- _Records for processing_:
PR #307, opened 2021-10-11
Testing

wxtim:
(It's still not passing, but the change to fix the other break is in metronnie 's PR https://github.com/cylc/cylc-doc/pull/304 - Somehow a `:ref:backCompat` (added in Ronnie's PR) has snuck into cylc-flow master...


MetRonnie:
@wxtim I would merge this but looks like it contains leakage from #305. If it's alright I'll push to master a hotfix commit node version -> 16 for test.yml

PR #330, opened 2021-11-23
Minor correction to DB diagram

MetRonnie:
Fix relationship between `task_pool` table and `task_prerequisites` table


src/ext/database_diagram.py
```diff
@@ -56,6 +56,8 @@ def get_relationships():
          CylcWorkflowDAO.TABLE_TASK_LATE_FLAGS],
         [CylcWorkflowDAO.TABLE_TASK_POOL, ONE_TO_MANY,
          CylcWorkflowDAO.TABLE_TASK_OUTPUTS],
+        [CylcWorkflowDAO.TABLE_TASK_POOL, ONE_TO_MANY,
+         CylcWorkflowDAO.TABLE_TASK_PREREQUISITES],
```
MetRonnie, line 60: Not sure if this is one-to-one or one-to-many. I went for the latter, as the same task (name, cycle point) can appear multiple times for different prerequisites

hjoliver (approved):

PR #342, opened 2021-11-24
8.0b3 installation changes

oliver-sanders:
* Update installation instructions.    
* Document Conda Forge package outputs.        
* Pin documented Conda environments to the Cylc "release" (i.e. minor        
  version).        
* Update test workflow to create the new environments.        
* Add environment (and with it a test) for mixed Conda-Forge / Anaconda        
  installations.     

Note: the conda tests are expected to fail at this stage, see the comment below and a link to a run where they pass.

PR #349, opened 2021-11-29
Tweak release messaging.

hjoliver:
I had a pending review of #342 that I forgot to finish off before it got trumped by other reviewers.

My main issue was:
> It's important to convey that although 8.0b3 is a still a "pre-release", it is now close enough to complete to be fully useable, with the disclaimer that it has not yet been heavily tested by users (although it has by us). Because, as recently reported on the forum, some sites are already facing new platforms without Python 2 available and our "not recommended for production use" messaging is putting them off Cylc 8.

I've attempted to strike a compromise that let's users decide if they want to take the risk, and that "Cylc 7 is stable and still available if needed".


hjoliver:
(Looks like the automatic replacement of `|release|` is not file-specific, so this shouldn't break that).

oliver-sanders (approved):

---

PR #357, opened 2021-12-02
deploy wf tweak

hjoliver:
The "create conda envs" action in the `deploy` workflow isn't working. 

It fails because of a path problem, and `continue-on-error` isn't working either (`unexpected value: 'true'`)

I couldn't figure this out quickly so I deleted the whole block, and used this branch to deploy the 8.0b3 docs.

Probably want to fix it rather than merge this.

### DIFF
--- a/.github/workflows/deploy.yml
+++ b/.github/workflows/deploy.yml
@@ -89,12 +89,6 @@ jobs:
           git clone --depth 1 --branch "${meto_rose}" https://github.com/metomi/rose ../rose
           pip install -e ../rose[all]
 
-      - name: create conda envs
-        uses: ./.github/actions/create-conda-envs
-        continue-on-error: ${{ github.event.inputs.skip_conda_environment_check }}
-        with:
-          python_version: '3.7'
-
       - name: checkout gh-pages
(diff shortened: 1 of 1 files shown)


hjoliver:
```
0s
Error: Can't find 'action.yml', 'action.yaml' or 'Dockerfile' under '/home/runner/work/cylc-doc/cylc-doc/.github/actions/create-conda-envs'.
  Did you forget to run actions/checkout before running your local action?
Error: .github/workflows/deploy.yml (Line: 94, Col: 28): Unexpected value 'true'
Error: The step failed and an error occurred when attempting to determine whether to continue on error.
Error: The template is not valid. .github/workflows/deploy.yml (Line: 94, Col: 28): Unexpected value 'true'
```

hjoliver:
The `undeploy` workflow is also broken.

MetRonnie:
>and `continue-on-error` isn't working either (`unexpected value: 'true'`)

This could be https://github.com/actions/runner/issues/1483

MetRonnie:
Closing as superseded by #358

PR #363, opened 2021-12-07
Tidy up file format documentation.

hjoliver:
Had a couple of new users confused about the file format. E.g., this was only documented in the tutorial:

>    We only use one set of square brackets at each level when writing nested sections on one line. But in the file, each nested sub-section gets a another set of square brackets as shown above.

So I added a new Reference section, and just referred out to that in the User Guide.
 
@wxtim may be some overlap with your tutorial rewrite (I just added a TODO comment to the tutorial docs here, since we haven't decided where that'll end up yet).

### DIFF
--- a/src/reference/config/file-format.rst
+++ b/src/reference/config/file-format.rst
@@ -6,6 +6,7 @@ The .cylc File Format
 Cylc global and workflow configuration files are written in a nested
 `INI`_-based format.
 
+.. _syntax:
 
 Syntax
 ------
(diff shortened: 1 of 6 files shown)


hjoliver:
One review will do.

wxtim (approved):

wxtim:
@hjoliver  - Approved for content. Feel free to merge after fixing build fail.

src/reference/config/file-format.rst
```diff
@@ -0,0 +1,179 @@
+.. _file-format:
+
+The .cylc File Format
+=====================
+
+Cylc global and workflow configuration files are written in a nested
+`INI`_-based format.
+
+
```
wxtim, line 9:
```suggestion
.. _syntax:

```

- _The task_: Pull every line containing the word "name" out of the material and copy it.

- _Output of the exercise_:
MetRonnie, line 60: Not sure if this is one-to-one or one-to-many. I went for the latter, as the same task (name, cycle point) can appear multiple times for different prerequisites
-      - name: create conda envs
       - name: checkout gh-pages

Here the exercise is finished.